Clicking his nails, scratching his cheek . . .
Little by little the marshes grew more tangled and the water darker and deeper. She supposed they were headed toward the Great Dismal Swamp though she couldn’t imagine why. Just when it seemed they could go no farther because of the choked bogs, Garrett steered them into a large pine forest, which, to Lydia’s relief, was far cooler than the exposed swampland.
He found another path. He led her along it until they came to a steep hill. A series of rocks led to the top.
“I can’t climb that,” she said, struggling to sound defiant. “Not with my hands taped. I’ll slip.”
“Bullshit,” he muttered angrily, as if she were an idiot. “You got those nurse shoes on. They’ll hold you fine. Look at me. I’m, like, barefoot and I can climb it. Lookit my feet, look!” He held up the bottoms. They were callused and yellow. “Now get your ass up there. Only, when you get to the top don’t go any farther. You hear me? Hey, you listening?” Another hiss; a fleck of spittle touched her cheek and seemed to burn her skin like battery acid.
God, I hate you, she thought.
Lydia started to climb. She paused halfway, lookedback. Garrett was watching her closely, snapping his fingernails. Staring at her legs, encased in white stockings, his tongue teasing his front teeth. Then looking up higher, under her skirt.
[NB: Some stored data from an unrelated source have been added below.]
PR #856, opened 2022-10-14
Server request for getting CFG node state

karoliineh:
Relates to goblint/GobPie#42.

Implements a server request to get CFG states by the node ID.


src/framework/node.ml
```diff
@@ -56,3 +56,7 @@ let find_fundec (node: t) =
   | Statement stmt -> Cilfacade.find_stmt_fundec stmt
   | Function fd -> fd
   | FunctionEntry fd -> fd
+
+let of_id s = 
+  let id = int_of_string s in
+  Statement { dummyStmt with sid = id }
```
sim642, line 62: This needs to handle the cases where `s` begins with `fun` or `ret` as well. To find the `fundec` by its ID for those cases, something hacky like this might work:
```ocaml
Cilfacade.find_varinfo_fundec {dummyFunDec.svar with vid = id}
```

src/framework/control.ml
```diff
@@ -39,6 +39,7 @@ let spec_module: (module Spec) Lazy.t = lazy (
 let get_spec (): (module Spec) =
   Lazy.force spec_module
 
+let current_xml : (Node.t -> Yojson.Safe.t) ref = ref (fun _ -> assert false)
```
sim642, line 42: We should probably rename this to something sensible like `current_node_state_json`.

src/util/server.ml
```diff
@@ -318,6 +318,18 @@ let () =
       (* TODO: also filter and include states info (as json) in the response for the requested function *)
   end);
 
+  register (module struct
+    let name = "node_state"
+    type params = { fname: string }  [@@deriving of_yojson]
```
sim642, line 323: The argument isn't a function (file?) name, but a node ID.

src/util/server.ml
```diff
@@ -318,6 +318,18 @@ let () =
...
+    type response = Yojson.Safe.t [@@deriving to_yojson]
+    let process { fname } serv =
+      let f = !Control.current_xml in
+      let n = Node.of_id fname in
+      let json = f n in
+      (* ignore @@ Pretty.printf "%s\n" (Yojson.Safe.to_string json); *)
+      json
+      (* TODO: also filter and include states info (as json) in the response for the requested function *)
```
sim642, line 331: I guess this copied comment is now outdated here and above?

sim642 (changes requested):

src/framework/node.ml
sim642: I cleaned up the code a bit, but didn't test it, so make sure it still works.

karoliineh: Made sure, still works. Thanks for the cleanup.

sim642 (approved):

Lydia continued to climb. Heard his hissing breath as he started up behind her.
At the top of the hill was a clearing and from it a single path led into a thick grove of pine trees. She started along the path, into the shade.
“Hey!” Garrett shouted. “Didn’t you hear me? I told you not to move!”
“I’m not trying to get away!” she cried. “It’s hot. I’m trying to get out of the sun.”
He pointed to the ground, twenty feet away. There was a thick blanket of pine boughs in the middle of the path. “You could’ve fallen in,” his voice rasped. “You could’ve ruined it.”
Lydia looked closely. The pine needles covered a wide pit.
“What’s under there?”
“It’s a deadfall trap.”
“What’s inside?”
“You know—a surprise for anybody coming after us.” He said this proudly, smirking, as if he’d been very clever to think of it.